COURTENAY, B.C. – BC Hydro is giving migrating summer Chinook an extra push by doubling the flow of the Puntledge River, starting next month.
This is why people are being asked to use caution at different sections near the river’s edge.
According to spokesperson Stephen Watson, BC Hydro will soon begin its salmon migration flows to enable salmon to move up the five-kilometre stretch of the river, from the generating station to the Puntledge River diversion dam, and ultimately through a fish ladder at the Comox Dam and into the Comox Lake reservoir and beyond.
There will be five, two-day releases, starting June 11 and 12, and then taking place each Tuesday and Wednesday until July 10.
Every Tuesday and Wednesday from June 11 to July 10, BC Hydro will have a public safety caution advisory in place for the Barber’s Hole, Nymph Falls and Stotan Falls stretch as flows will be more than double the normal.
River flows at these location will go from about six cubic metres per second (6 m3/s) to about 12 m3/s 12 cubic metres per second, but can be as high as 17 cubic metres per second (17 m3/s).
Temporary safety signage will also be in place.
Water supply forecast
BC Hydro has released info on its water supply forecast that’s developed each year for the February to September period.
This considers precipitation and snowpack, as well as historical inflows over the same period.
The forecast provides a guide to BC Hydro operations in how they may need to conserve water supplies as into the summer and early fall.
Watson said “we have also been conserving water in the Comox Lake reservoir since February.”
The February to September forecast is updated each month, though the May updated forecast provides BC Hydro with the best reading of what the water abundance may be like this summer.
“That’s mainly because snowpack normally peaks around the end of April, as it did this year,” Watson said.
According to BC Hydro, the overall February to September forecast is for 61 percent of normal while the residual forecast (or the water supply from May to September) is 66 percent.
February and March were very dry.
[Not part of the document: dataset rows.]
PR #370, opened 2022-03-23
Loading `tableSchema` file dependencies

robons:
This is necessary to ensure we can properly query the metadata surrounding code lists as part of the `csvcubed inspect` command.


csvcubed/csvcubed/cli/inspect/inspect_sparql_queries/select_single_unit_from_dsd.sparql
```diff
@@ -3,14 +3,14 @@ PREFIX csvw: <http://www.w3.org/ns/csvw#>
...
-    ?column csvw:propertyUrl  "http://purl.org/linked-data/sdmx/2009/attribute#unitMeasure"^^csvw:uriTemplate;
+    ?column csvw:propertyUrl "http://purl.org/linked-data/sdmx/2009/attribute#unitMeasure"^^csvw:uriTemplate;
             csvw:valueUrl ?unitUriTemplate.
 
     BIND(str(?unitUriTemplate) as ?unitUri).
 
 
     OPTIONAL {
-        ?unit rdfs:titles ?unitLabel.
+        ?unit rdfs:label ?unitLabel.
```
robons, line 13: @GDonRanasinghe, do we have a unit test for this sparql query? If so we should be ensuring that we can match on the unitLabel where appropriate. I only noticed this after I started playing with some inputs.

GDonRanasinghe (approved):
The PR looks good.

csvcubed/csvcubed/cli/inspect/inspect_sparql_queries/select_single_unit_from_dsd.sparql
GDonRanasinghe: @robons I had a test for this but was commented out. I have enabled this test now and it assets for the uri and label.

PR #371, opened 2022-03-23
Mike/issue 369

mikeAdamss:
fixes a bug where we were missing `url` and `tableSchema` fields where they were embedded within a `tables` field., i.e ones like this: https://ci.ukstats.dev/job/GSS_data/job/Trade/job/csvcubed/job/HMRC-alcohol-bulletin/job/HMRC-alcohol-bulletin/lastSuccessfulBuild/artifact/outputs/alcohol-sub-type.csv-metadata.json 

Also added pytest library [pytest-recording](https://pypi.org/project/pytest-recording/) so we can safely test against frozen response fixtures.

the included yml files are http responses as files that are "played" into the tests.

### DIFF
--- a/csvcubed-pmd/csvcubedpmd/csvwcli/pull.py
+++ b/csvcubed-pmd/csvcubedpmd/csvwcli/pull.py
@@ -69,7 +69,14 @@ def _get_csvw_dependencies_relative_to_metadata_file(
     metadata_file: URLOrPath,
 ) -> Set[str]:
     def _get_raw_dependencies(table_group: dict) -> Iterable[str]:
+
+        # Embedded tables
         tables = table_group.get("tables", [])
+
+        # If none, assume csvw represents a single table
+        if not any(tables):
+            tables = [table_group]
+
         for table in tables:
             table_url = table.get("url")
             schema = table.get("tableSchema")
--- a/csvcubed-pmd/tests/unit/csvwcli/test_pull.py
+++ b/csvcubed-pmd/tests/unit/csvwcli/test_pull.py
@@ -10,6 +10,7 @@ from csvcubedpmd.csvwcli.pull import (
 _test_cases_dir = get_test_cases_dir()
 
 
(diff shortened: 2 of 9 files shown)


csvcubed-pmd/tests/unit/csvwcli/test_pull.py
```diff
@@ -74,5 +79,14 @@ def test_get_relative_dependencies_excludes_absolute_dependencies():
     assert len(dependencies) == 0
 
 
+@pytest.mark.vcr
+def test_get_tableschema_dependencies():
+    dependencies = _get_csvw_dependencies_relative(
+        "https://ci.ukstats.dev/job/GSS_data/job/Trade/job/csvcubed/job/HMRC-alcohol-bulletin/job/HMRC-alcohol-bulletin/lastSuccessfulBuild/artifact/outputs/alcohol-sub-type.csv-metadata.json"
```
robons, line 85: This URL will cease to work at some point in the future. I presume that's why you've added VCR on here?

csvcubed-pmd/csvcubedpmd/csvwcli/pull.py
```diff
@@ -69,7 +69,14 @@ def _get_csvw_dependencies_relative_to_metadata_file(
     metadata_file: URLOrPath,
 ) -> Set[str]:
     def _get_raw_dependencies(table_group: dict) -> Iterable[str]:
+
+        # Embedded tables
         tables = table_group.get("tables", [])
+
+        # If none, assume csvw represents a single table
```
robons, line 76: Looks good!

csvcubed-pmd/tests/unit/csvwcli/test_pull.py
mikeAdamss: yeah exactly, though i prefer fixtures for all urls (where sensible), quite happy with that pyest plugin tbh, nice and simple.

PR #372, opened 2022-03-23
Charles rendle/issue229 Bug Reporting - User Guidance

CharlesRendle:
Draft PR as current issue form does not display as intended. At the moment, I am assuming it is a fault in my YAML syntax. 

Currently, PR will add

- Bug reporting documentation page with guidelines and error logging details
- A template for issue reporting forms

I still need to verify that when an issue is submitted, a simple github issue is created. I expect a resulting issue to look something [like this](https://github.com/pandas-dev/pandas/issues/46392) but with the template from `bug-report.yml`.


CharlesRendle:
Removed the github issue forms in favour of standard markdown templates. When adding templates, github does not allow you to commit the new markdown files to an existing branch only to open a PR in a new branch. There is a [supplementary PR](https://github.com/GSS-Cogs/csvcubed/pull/393) which will add these files and ideally should be approved simultaneously with this one.

Have also added a template and section for requesting further guidance from the team.

canwaf (approved):
Another good PR, thanks for doing the documentation. Thanks @CharlesRendle.

Issue #337, opened 2022-02-16
Change handling of NA as a string


canwaf:
pandas' `read_csv()` method changes `na` (case-insensitive) to a null value by default. The list of values which are interpreted as null (or `np.nan`) are at https://pandas.pydata.org/pandas-docs/stable/reference/api/pandas.read_csv.html. This behaviour needs to be supressed across the entire code base as users should be able to provide any key they would like while generating codelists, etc.

In CSV-W the specification states that the only way to convey a true null in the csv is through a zero-length string (i.e. `,,`).

- [x] Ensure this behaviour globally using system-configuration (first perference), or create a utility function to perform this behaviour within csvcubed and pull out all direct calls to pandas (second choice)
- [ ] Update the documentation that explains how the input csvs for both `infojson2csvqb` and `csvcubed` must be formatted with nulls as zero-length strings. For the csvcubed one make sure it ends up in the same documentation page that we'll be creating in Issue #274.
- [x] Make sure you do some unit/behaviour tests on this.

santhosh-thangavel:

Precipitation for the month was 104 percent of average. May is off to a dry start at just three percent of average
BC Hydro has been running the 24 megawatt (MW) generating station at about 5 MW, or about 20 percent of capacity, for months to conserve water.
On April 25, they increased power generation to about 40 percent of capacity with the improving water conditions from snowmelt.
That means a water discharge downstream of the dam of about 20 cubic metres per second (m3/s), versus the typical release of about 32 cubic metres per second (m3/s) with the powerhouse normally running at full capacity at this time of year.
“We see the powerhouse operating at 40 to 70 percent of capacity into June,” Watson said.
Meanwhile, the the Comox Lake reservoir level is currently at about 134 metres, which is close to where it historically should be for this time of year.
A full reservoir is about 135.3 metres.
The range of reservoir operations is generally from 131 to 135.3 metres, and Watson said, “we plan to have the reservoir near full by June. BC Hydro will manage downstream flows as needed to manage the water storage through the summer for fish, domestic water supply and power generation.”